Note that the parameter list of the closure now also includes an int variable, and in the actual argument list, we pass the loop index i:

go func(index int, ...) {
    //...
}(i, ...)

Now, i is well-defined at the point of calling the closure. Once passed over, it cannot change anymore.

And with this small change, we get the expected result:

I am the 9 th goroutine
I am the 4 th goroutine
I am the 0 th goroutine
I am the 1 th goroutine
I am the 2 th goroutine
I am the 3 th goroutine
I am the 6 th goroutine
I am the 5 th goroutine
I am the 7 th goroutine
I am the 8 th goroutine
Done.

A short remark before you leave...

In the above examples, I passed the loop index to the goroutines. I did this as a very simple way of showing what data each goroutine receives.

Please do not confuse this with giving goroutines an "ID"!

Goroutines should be treated as anonymous entities. Goroutines are nothing more than a separate path of execution that runs independently from the main execution path.

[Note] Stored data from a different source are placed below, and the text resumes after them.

PR #407, opened 2024-10-23
Fix SubOrgID issue with Passkey Examples

omkarshanbhag:
## Summary & Motivation

This PR fixes issues in examples `with-solana-passkeys` and `with-eth-passkeys-galore` where a passkey client makes sign requests with the orgID of the parent org and not the suborg

## How I Tested These Changes

ran examples locally

## Did you add a changeset?

### DIFF
--- a/examples/with-eth-passkeys-galore/src/pages/index.tsx
+++ b/examples/with-eth-passkeys-galore/src/pages/index.tsx
@@ -132,6 +132,10 @@ export default function Home() {
 
     const response = res.data as TWalletDetails;
     setWallet(response);
+
+    if (passkeyClient && passkeyClient.config) {
+      passkeyClient.config.organizationId = response.subOrgId;
+    }
   };
 
   const login = async () => {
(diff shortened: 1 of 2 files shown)


examples/with-eth-passkeys-galore/src/pages/index.tsx
```diff
@@ -67,6 +67,10 @@ export default function Home() {
   };
 
   const signMessageViem = async (data: signingFormData) => {
+    if (passkeyClient && passkeyClient.config && wallet) {
```
andrewkmin, line 70: we're going to need this for other methods like `signTransactionViem` and `signTransactionEthers` as well. however, in order to avoid repeating ourselves, the easier solution IMO is to do this at the end of the `createSubOrgAndWallet` call right here: https://github.com/tkhq/sdk/blob/402c3bd55a07160ff55e9d53a3ec49aaf5118c89/examples/with-eth-passkeys-galore/src/pages/index.tsx#L141-L142

also, from a syntax perspective, you can use something like `passkeyClient?.config.organizationId = wallet.subOrgId;`

this implicitly does the `if (passkeyClient && ...`) check under the hood

andrewkmin (approved):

Do not think "thread". Do not assign a goroutine an identity. Do not try implementing a goroutine management system that attempts to query states like "blocking", "sleeping", or "in a system call". You should not have to micro-manage goroutines, the Go runtime scheduler does that for you.

In the above examples, I could have claimed the loop variable to be some kind of incoming data to process. But I am a fan of really simple examples, and constructing an artificial "real-world" scenario would not have contributed to the message the code shall convey.